Transcribe the data below verbatim from the line with "- [ ] Follow-up" to the line with "fix: bust browser cache on favicon re-upload". Include both of those lines.

TASK INPUT:
________________

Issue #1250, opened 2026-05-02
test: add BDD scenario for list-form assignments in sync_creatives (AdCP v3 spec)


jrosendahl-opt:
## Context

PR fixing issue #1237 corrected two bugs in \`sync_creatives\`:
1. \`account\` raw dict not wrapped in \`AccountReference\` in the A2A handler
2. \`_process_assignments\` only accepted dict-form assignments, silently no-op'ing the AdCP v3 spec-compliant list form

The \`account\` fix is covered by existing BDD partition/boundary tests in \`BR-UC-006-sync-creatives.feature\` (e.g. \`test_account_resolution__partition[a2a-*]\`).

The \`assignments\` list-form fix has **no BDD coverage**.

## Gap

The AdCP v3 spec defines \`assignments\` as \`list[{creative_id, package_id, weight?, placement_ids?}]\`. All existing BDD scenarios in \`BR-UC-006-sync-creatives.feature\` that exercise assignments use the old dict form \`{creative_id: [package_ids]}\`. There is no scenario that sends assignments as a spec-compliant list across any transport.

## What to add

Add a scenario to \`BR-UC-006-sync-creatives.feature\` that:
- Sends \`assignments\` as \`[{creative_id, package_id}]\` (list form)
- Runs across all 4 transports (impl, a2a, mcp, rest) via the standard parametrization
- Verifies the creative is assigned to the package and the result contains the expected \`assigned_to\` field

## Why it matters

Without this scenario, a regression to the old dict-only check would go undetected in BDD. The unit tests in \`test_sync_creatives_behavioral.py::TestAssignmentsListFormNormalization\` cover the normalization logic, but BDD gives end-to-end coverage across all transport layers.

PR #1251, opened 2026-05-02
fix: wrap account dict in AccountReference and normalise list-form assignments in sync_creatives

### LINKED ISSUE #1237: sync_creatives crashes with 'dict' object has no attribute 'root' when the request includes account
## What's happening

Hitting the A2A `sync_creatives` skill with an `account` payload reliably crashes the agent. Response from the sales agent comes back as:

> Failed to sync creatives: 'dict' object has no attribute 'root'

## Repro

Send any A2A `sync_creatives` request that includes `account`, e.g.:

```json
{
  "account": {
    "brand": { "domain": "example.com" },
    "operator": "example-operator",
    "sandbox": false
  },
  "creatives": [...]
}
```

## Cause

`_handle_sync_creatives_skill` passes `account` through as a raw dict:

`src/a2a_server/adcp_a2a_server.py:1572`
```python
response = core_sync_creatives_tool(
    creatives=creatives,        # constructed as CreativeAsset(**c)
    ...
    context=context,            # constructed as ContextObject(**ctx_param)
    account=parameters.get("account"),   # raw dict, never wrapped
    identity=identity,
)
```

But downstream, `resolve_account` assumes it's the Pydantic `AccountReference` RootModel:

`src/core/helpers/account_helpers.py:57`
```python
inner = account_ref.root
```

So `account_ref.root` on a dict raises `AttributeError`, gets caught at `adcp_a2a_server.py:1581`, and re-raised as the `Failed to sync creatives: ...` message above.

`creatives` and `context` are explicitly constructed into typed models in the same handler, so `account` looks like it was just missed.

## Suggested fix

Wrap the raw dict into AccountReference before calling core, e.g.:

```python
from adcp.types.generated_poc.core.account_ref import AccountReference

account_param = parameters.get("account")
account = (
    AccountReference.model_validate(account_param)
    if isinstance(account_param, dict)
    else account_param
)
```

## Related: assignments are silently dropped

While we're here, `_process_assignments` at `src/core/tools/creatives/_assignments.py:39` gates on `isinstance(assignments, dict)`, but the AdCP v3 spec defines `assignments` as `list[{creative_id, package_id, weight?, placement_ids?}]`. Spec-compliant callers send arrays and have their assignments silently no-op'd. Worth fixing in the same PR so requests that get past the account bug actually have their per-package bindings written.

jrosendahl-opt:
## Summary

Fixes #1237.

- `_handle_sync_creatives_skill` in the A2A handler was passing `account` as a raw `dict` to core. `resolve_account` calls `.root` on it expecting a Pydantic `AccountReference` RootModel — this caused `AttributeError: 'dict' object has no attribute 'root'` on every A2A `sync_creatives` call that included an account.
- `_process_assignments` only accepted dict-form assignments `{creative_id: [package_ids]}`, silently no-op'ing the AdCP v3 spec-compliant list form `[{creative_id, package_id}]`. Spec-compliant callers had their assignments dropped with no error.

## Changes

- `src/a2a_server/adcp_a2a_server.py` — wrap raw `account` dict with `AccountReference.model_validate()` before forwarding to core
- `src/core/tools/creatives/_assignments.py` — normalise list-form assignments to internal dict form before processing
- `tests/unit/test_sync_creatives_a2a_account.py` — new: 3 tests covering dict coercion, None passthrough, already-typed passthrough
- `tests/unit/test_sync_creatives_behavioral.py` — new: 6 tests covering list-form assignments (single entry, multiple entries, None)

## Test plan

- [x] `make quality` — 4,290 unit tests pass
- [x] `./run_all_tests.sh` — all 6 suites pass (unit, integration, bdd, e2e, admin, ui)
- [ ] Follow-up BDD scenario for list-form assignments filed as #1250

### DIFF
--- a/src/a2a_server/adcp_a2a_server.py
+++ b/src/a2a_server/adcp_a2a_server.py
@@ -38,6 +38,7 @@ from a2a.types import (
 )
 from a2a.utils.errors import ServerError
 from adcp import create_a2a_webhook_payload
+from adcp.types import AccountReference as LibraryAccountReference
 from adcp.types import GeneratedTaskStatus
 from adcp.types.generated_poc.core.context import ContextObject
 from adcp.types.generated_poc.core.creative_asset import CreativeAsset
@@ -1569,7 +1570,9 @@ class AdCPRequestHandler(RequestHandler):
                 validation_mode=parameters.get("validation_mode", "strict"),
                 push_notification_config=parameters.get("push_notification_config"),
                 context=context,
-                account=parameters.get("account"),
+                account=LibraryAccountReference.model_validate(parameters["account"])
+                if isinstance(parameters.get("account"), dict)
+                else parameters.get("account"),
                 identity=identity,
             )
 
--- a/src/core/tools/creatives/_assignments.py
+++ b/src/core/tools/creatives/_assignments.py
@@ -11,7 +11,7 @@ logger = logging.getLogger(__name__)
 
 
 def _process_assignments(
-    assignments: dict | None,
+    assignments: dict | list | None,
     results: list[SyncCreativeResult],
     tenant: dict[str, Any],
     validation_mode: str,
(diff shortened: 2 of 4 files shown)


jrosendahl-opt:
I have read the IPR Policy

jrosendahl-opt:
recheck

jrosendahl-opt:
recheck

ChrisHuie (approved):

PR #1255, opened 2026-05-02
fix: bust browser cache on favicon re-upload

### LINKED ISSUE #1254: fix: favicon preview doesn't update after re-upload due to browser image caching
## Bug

________________

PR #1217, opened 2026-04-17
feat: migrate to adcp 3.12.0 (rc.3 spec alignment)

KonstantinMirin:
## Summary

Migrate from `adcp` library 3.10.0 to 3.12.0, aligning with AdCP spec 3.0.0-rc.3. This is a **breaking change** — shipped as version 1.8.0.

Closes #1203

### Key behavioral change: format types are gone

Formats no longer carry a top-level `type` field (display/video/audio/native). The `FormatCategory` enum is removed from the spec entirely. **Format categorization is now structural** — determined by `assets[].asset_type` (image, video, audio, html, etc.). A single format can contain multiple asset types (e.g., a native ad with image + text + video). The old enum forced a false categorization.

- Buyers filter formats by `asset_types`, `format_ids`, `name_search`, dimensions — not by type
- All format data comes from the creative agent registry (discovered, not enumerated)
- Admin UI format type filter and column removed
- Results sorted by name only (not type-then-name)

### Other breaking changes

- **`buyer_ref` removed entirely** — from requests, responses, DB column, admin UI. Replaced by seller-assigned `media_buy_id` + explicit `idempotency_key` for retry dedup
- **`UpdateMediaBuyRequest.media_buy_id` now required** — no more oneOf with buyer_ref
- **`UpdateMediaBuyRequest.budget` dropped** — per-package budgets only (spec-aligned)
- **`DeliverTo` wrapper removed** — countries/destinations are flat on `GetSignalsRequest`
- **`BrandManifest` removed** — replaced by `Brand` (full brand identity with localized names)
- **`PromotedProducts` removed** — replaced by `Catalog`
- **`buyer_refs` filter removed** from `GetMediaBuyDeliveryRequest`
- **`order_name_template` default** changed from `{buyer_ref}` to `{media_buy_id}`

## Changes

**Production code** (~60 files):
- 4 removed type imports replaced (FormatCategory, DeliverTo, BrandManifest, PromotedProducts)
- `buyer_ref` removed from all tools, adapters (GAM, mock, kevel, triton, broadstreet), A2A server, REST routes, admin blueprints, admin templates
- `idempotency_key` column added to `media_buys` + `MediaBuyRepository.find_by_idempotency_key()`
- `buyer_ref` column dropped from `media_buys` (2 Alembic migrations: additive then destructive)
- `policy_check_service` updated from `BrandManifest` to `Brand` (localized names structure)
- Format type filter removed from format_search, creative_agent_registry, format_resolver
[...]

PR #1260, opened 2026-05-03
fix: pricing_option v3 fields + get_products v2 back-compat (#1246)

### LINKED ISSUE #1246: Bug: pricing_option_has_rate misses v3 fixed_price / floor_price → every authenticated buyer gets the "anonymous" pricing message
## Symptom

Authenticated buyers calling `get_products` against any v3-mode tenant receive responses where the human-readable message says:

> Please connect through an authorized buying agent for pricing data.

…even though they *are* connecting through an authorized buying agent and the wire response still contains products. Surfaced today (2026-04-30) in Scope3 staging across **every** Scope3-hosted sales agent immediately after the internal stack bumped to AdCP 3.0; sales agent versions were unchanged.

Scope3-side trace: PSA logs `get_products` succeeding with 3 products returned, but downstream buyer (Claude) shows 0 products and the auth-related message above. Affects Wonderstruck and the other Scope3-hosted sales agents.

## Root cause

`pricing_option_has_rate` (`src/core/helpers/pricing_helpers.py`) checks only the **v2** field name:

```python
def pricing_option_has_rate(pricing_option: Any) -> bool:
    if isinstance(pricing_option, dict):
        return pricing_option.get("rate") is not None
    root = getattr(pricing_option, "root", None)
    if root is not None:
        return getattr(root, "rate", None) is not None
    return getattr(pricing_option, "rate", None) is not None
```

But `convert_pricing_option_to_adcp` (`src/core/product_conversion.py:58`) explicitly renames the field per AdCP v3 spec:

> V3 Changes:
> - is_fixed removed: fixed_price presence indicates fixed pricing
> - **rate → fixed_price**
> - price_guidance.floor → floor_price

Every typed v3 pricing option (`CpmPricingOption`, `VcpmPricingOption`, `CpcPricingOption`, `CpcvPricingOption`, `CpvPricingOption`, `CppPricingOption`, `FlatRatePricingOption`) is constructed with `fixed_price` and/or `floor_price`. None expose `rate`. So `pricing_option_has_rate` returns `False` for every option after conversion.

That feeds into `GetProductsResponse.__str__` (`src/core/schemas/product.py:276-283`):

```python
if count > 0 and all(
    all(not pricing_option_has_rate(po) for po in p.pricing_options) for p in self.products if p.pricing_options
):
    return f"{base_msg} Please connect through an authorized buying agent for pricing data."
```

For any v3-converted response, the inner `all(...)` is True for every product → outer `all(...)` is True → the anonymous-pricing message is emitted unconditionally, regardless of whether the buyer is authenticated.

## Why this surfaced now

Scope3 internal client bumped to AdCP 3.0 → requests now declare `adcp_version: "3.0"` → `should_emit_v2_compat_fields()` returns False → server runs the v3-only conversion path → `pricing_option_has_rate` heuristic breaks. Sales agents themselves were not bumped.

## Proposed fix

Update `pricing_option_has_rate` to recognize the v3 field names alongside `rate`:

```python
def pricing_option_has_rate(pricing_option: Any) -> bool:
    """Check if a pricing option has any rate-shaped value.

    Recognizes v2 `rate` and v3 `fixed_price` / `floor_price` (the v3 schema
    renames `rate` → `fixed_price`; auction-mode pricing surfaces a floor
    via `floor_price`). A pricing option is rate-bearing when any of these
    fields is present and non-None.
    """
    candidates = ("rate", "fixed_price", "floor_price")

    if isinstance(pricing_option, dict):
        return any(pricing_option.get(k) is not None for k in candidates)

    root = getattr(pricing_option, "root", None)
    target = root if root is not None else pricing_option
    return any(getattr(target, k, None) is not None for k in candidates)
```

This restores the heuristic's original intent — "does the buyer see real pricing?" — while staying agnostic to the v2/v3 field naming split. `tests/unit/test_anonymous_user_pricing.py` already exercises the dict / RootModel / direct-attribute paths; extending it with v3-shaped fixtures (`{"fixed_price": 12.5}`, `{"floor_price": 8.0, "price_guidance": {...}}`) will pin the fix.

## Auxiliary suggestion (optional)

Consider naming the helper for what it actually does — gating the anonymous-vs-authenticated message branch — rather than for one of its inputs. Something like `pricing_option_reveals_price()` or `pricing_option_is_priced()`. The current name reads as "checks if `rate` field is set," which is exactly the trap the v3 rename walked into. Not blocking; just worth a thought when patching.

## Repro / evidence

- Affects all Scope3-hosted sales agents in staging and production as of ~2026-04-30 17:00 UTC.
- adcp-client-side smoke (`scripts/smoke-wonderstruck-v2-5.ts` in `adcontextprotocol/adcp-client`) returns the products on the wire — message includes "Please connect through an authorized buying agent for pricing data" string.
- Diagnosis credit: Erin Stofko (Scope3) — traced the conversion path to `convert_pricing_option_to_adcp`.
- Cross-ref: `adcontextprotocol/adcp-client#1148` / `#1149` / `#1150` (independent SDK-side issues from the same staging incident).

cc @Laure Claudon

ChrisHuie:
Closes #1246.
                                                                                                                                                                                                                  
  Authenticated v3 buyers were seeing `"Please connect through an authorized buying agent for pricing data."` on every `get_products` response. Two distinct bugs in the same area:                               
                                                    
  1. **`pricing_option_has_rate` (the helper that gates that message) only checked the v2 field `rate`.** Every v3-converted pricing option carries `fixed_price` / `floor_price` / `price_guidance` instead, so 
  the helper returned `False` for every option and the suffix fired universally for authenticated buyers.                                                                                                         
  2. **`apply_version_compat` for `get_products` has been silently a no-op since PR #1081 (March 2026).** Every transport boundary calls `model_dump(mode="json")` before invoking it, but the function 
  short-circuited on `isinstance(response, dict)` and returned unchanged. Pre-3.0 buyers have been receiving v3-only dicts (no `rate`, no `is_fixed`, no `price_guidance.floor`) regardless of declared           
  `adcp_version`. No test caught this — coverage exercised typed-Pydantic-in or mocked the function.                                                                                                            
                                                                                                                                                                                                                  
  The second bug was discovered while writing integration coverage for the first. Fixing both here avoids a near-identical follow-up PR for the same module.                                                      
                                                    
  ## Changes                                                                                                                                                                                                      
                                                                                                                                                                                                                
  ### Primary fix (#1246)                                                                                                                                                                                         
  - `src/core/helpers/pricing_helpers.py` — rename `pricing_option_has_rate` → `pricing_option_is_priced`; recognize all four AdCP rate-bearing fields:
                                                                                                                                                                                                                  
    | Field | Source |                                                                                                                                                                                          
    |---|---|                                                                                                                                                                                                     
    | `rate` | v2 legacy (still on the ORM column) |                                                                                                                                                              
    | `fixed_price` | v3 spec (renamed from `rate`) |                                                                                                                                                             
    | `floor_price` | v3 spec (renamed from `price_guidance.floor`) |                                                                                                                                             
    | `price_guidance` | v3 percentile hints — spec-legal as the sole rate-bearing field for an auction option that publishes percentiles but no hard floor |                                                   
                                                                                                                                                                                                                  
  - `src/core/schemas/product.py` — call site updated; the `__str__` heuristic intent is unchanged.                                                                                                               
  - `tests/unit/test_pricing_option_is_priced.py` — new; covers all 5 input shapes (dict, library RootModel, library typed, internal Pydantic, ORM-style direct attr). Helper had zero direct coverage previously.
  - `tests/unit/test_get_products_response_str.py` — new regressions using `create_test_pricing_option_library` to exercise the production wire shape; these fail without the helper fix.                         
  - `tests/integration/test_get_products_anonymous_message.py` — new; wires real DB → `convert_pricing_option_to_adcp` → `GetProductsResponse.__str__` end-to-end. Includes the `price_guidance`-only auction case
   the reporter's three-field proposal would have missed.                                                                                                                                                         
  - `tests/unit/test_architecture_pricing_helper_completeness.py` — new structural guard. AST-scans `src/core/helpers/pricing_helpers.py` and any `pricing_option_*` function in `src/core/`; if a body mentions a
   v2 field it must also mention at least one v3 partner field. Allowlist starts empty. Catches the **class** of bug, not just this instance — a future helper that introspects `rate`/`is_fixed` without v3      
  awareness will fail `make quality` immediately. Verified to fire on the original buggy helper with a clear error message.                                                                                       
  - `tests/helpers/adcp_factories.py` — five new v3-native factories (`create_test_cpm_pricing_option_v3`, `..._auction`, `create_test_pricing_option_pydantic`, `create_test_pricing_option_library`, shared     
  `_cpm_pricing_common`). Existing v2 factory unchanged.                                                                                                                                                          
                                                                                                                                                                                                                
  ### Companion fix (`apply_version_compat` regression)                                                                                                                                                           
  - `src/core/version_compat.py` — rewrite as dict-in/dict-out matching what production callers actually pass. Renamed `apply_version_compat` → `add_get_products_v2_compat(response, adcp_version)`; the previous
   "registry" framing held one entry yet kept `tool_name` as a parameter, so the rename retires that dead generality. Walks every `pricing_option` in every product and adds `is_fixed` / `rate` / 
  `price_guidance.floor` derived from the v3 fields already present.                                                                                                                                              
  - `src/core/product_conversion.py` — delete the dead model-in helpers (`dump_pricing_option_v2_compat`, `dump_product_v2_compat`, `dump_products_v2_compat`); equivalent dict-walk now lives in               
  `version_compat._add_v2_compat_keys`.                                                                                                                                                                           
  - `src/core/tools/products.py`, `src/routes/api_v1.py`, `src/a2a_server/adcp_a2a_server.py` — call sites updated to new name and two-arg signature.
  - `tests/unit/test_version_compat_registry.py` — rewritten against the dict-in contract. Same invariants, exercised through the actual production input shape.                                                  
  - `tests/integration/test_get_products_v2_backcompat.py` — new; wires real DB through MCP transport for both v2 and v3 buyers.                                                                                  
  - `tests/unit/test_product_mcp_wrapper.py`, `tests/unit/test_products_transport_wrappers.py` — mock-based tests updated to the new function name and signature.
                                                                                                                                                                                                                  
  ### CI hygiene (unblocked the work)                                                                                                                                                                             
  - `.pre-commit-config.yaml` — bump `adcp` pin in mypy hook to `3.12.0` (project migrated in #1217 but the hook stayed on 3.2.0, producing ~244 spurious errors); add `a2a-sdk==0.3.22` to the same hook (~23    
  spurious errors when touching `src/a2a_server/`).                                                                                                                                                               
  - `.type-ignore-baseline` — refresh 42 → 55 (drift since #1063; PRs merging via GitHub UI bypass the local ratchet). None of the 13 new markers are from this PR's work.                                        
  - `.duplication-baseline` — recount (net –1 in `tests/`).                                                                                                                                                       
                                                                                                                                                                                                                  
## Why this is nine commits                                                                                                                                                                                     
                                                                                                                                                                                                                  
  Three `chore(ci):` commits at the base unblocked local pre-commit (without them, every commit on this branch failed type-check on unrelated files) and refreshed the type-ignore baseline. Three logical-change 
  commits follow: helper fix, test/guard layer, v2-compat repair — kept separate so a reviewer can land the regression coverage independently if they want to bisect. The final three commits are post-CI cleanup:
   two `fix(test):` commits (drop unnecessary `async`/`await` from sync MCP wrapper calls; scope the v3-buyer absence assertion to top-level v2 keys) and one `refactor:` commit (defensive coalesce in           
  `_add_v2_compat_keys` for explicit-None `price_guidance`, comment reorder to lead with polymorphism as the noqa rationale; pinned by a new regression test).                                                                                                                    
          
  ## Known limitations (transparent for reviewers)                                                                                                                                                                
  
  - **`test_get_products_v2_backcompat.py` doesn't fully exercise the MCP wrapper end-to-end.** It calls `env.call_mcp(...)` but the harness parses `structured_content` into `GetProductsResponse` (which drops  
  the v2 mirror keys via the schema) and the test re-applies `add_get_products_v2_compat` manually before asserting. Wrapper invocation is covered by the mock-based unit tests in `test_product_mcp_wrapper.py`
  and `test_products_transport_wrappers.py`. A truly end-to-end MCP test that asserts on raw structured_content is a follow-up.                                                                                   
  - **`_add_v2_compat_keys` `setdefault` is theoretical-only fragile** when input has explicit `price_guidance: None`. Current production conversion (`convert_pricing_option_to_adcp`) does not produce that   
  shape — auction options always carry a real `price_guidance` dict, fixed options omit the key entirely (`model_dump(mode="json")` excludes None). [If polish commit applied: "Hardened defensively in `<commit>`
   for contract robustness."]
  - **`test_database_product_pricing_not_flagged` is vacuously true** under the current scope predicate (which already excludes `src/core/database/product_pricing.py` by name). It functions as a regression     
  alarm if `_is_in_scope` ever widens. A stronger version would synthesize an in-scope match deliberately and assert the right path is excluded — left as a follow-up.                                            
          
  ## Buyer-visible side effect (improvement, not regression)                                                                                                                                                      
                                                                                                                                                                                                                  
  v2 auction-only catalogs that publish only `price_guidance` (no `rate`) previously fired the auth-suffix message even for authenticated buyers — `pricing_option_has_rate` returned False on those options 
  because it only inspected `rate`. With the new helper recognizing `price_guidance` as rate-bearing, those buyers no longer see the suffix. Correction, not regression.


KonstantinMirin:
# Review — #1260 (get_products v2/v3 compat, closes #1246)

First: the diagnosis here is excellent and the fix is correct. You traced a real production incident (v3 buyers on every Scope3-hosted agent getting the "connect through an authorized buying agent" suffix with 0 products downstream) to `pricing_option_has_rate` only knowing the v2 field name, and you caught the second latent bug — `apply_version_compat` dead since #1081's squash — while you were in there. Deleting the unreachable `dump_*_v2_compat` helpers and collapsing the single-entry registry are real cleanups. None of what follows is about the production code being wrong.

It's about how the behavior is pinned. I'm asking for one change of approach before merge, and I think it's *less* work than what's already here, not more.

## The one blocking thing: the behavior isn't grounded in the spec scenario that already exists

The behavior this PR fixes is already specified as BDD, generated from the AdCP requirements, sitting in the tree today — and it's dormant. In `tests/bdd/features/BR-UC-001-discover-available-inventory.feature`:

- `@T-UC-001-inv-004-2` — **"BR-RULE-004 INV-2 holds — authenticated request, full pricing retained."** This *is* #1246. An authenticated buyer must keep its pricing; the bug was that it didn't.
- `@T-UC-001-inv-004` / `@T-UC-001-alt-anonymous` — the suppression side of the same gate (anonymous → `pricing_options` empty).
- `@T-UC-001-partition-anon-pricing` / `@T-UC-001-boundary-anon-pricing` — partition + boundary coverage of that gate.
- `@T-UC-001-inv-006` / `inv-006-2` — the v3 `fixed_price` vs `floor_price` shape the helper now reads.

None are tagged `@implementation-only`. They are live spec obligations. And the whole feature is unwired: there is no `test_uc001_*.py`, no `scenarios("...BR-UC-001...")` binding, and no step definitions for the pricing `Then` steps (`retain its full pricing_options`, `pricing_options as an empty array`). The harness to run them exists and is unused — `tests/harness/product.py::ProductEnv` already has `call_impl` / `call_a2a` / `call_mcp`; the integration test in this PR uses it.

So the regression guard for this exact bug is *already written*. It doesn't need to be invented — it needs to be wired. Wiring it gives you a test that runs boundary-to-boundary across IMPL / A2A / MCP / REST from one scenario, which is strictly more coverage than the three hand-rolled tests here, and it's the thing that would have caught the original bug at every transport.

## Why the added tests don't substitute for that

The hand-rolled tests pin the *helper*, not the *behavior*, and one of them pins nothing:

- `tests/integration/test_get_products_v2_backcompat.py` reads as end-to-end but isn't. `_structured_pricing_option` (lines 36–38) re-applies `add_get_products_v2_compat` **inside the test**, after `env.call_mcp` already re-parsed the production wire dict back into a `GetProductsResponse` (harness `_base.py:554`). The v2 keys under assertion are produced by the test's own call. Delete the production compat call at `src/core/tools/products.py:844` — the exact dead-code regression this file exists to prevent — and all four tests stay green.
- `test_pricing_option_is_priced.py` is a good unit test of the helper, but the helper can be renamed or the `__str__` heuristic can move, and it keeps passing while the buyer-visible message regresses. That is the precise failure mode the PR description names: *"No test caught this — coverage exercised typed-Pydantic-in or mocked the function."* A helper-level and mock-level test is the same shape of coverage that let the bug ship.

________________

ANSWER TO THE EXERCISE:
- [ ] Follow-up BDD scenario for list-form assignments filed as #1250

### DIFF
--- a/src/a2a_server/adcp_a2a_server.py
+++ b/src/a2a_server/adcp_a2a_server.py
@@ -38,6 +38,7 @@ from a2a.types import (
 )
 from a2a.utils.errors import ServerError
 from adcp import create_a2a_webhook_payload
+from adcp.types import AccountReference as LibraryAccountReference
 from adcp.types import GeneratedTaskStatus
 from adcp.types.generated_poc.core.context import ContextObject
 from adcp.types.generated_poc.core.creative_asset import CreativeAsset
@@ -1569,7 +1570,9 @@ class AdCPRequestHandler(RequestHandler):
                 validation_mode=parameters.get("validation_mode", "strict"),
                 push_notification_config=parameters.get("push_notification_config"),
                 context=context,
-                account=parameters.get("account"),
+                account=LibraryAccountReference.model_validate(parameters["account"])
+                if isinstance(parameters.get("account"), dict)
+                else parameters.get("account"),
                 identity=identity,
             )
 
--- a/src/core/tools/creatives/_assignments.py
+++ b/src/core/tools/creatives/_assignments.py
@@ -11,7 +11,7 @@ logger = logging.getLogger(__name__)
 
 
 def _process_assignments(
-    assignments: dict | None,
+    assignments: dict | list | None,
     results: list[SyncCreativeResult],
     tenant: dict[str, Any],
     validation_mode: str,
(diff shortened: 2 of 4 files shown)


jrosendahl-opt:
I have read the IPR Policy

jrosendahl-opt:
recheck

jrosendahl-opt:
recheck

ChrisHuie (approved):

PR #1255, opened 2026-05-02
fix: bust browser cache on favicon re-upload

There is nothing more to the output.